Tranquility: multiple instances

Hi there!

I’m running 3 servers with the next config for each of them:

  • Historical + MiddleManager + Tranquility + Kafka
    Brokers, Coordinators and Overlords run in other servers.

I have one topic with 3 partitions, one for each Kafka broker. I’m sending data to the three brokers, and so far everything works just fine.

The problem is that I run the 3 Tranquility instances and always only one of them receives the data and put it into druid. I copied exactly the same json for the task in the 3 servers, and I set these properties:

“task.partitions” : “1”**“task.replicants” : “1”,

I already tried to change them to 3 in every possible combination. What I see in the tranquility logs, is that the one that is receiving the data outputs this:

[ConsumerFetcherManager-1469704934225] Added fetcher for partitions ArrayBuffer([[pageviews,1], initOffset 25687 to broker id:2,host:host2,port:9092] , [[pageviews,0], initOffset 25685 to broker id:1,host:host1,port:9092] , [[pageviews,2], initOffset 25686 to broker id:3,host:host3,port:9092]
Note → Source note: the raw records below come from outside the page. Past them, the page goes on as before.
PR #19, opened 2019-01-16
iterate and save non-namespace related objs

juanvallejo:
@deads2k does this patch make sense? If so, we'll also need to store a resource version as a new field in configv1.ObjectReference

### DIFF
--- a/pkg/cmd/inspect.go
+++ b/pkg/cmd/inspect.go
@@ -201,13 +201,16 @@ func (o *InspectOptions) Run() error {
 			continue
 		}
 
-		namespaces, err := obtainClusterOperatorNamespaces(info.Object)
+		namespaces, otherObjs, err := obtainClusterOperatorRelatedObjects(info.Object)
 		if err != nil {
 			errs = append(errs, err)
 			continue
 		}
 
 		// save operator data for each clusteroperator namespace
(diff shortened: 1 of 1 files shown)


pkg/cmd/inspect.go
```diff
@@ -219,6 +222,19 @@ func (o *InspectOptions) Run() error {
...
+		if len(otherObjs) == 0 {
+			log.Printf("unable to find any non-namespace related objects to clusteroperator/%s. Will not perform further data collection...\n", info.Name)
+		}
+		//for _, relatedObj := range otherObjs {
+		//	if len(relatedObj.Namespace) == 0 {
+		//		o.gatherClusterOperatorRelatedObjectData(path.Join(o.baseDir, "/cluster-scoped-resources", "/"+relatedObj.Group, "/"+relatedObj.Resource), relatedObj)
+		//		continue
+		//	}
+		//
+		//	o.gatherClusterOperatorRelatedObjectData(path.Join(o.baseDir, "/namespaces", "/"+relatedObj.Namespace, "/"+relatedObj.Resource), relatedObj)
```
juanvallejo: we'll need to store Version for every configv1.ObjectReference in order to fetch and store the resource using a dynamic client (if this patch makes sense)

It handles all the partitions…

Is there anything that I’m missing? Should I change something in Kafka?

Thank you.

By the way, I’m using Druid 0.9.1.1, Tranquility 0.8.2 and Kafka 0.10.

Hi all,

if someone can give us a hand, it would be nice. We still cannot parallelize tranquility’s work.

Thank you!

Hi there,

any hint? We have three tranquility running but only one of them is getting Kafka messages…

Thanks!

Hi Fede,

We had a similar issue at first (we were trying to parallelize the Tranquility Server) and the thing that worked for us was to put our Tranquility instances behind a Load Balancer.

We are not using Kafka, but hitting Tranquility Server directly via an HTTP POST request so maybe it is not the same case as yours.

For our solution, you can refer to this thread:
https://groups.google.com/forum/#!topic/druid-user/90BMCxz22Ko

Hi pit_theo. We’re actually using Kafka, so I think this solution wouldn’t solve our issue.

But thank you very much eitherway.

Hmm, Tranquility Kafka uses the high level Kafka consumer, which should balance partitions automatically if you start up multiple instances. (assuming you have enough partitions, which it looks like you do.) Is it the same instance every time that gets all the partitions? Or if you stop that one, will another one then get them all?

Are you passing in a key while publishing messages to kafka?If all your messages are coming only to just few partitions in kafka some of your consumer will be sitting idle i guess.

Hi Gian, that is exactly what happens, if I stop the one that is getting all, one of the other two instances gets all…

I have 3 partitions with replication 2 in Kafka, and they are well distributed along the servers. With kafka --describe I get:

By the way, if I start the one that was getting all again, it gets all another time, is like the master.

Hi pp, I’m not sending a key, just the message. May this affect?

Hi Fede, did you answer Gian’s questions? Tranquility Kafka is just acting as a high level Kafka consumer.

Alternatively, we’ve recently added exactly-once consumption from Kafka via the new Kafka indexing task. You may be interested to try that out as well.

Hi Fangjin, yes we are planning to change to the Kafka Indexing service, but we haven’t yet.

What do you mean that tranquility is acting as a high level Kafka consumer? Is something wrongly configured?

Thanks!

Hey Fede,

What FJ means is that Tranquility is not actually doing anything special to control which process gets which Kafka partition. It just runs a high level Kafka consumer, and that library makes the decisions. If it’s not balancing well you might have better luck with the Kafka mailing list. Perhaps adding more partitions would help?

Hello, Fede.
We’ve experenced the same problem with our setup. In our case it was kafka-write trouble.

At first check partitions offset by bin/kafka-run-``class``.sh kafka.tools.ConsumerOffsetChecker. If you didn’t specify partition key (as we did), kafka by default write all data in one partition for 10 minutes. So try to set partiton key, row hash good choice for start.